DATA EXTRACT ->
┌────────
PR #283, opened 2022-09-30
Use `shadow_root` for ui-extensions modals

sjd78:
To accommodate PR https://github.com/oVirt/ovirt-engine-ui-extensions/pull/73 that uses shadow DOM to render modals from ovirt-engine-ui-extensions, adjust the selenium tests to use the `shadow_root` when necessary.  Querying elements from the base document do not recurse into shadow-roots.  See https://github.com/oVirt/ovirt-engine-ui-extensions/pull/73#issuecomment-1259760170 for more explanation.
└────────
┌────────
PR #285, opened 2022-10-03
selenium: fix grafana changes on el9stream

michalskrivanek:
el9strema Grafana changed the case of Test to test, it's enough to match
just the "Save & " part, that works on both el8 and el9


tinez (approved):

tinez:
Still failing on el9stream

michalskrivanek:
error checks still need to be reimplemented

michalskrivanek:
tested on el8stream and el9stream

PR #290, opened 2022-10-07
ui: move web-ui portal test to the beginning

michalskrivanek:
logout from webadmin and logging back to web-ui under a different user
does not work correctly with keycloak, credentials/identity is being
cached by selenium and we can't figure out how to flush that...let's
└────────
┌────────
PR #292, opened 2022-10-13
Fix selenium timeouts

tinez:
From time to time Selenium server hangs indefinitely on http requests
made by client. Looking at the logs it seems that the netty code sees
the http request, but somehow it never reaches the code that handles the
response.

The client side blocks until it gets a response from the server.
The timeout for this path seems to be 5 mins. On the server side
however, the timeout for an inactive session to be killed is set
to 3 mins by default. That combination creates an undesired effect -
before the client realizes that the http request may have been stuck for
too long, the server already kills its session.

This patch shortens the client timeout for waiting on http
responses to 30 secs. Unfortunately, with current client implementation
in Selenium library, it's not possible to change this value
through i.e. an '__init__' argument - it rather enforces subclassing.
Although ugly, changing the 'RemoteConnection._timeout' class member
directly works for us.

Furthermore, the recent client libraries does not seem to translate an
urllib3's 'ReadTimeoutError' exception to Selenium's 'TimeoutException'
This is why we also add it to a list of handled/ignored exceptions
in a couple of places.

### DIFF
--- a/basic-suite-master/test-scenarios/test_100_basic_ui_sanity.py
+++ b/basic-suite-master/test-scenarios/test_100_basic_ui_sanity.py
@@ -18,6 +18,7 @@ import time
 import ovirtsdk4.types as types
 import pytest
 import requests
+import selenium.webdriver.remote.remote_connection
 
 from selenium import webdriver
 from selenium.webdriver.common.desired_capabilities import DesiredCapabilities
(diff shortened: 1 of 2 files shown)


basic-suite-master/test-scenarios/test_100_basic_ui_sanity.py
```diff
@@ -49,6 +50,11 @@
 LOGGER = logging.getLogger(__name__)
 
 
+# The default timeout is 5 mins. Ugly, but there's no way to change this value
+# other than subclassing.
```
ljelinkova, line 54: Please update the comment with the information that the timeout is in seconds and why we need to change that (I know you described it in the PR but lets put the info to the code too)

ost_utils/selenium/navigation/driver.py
└────────
TASK -> Scan the records above for the word "code". Show each line in which it appears.

EXPECTED OUTPUT ->
made by client. Looking at the logs it seems that the netty code sees
the http request, but somehow it never reaches the code that handles the
ljelinkova, line 54: Please update the comment with the information that the timeout is in seconds and why we need to change that (I know you described it in the PR but lets put the info to the code too)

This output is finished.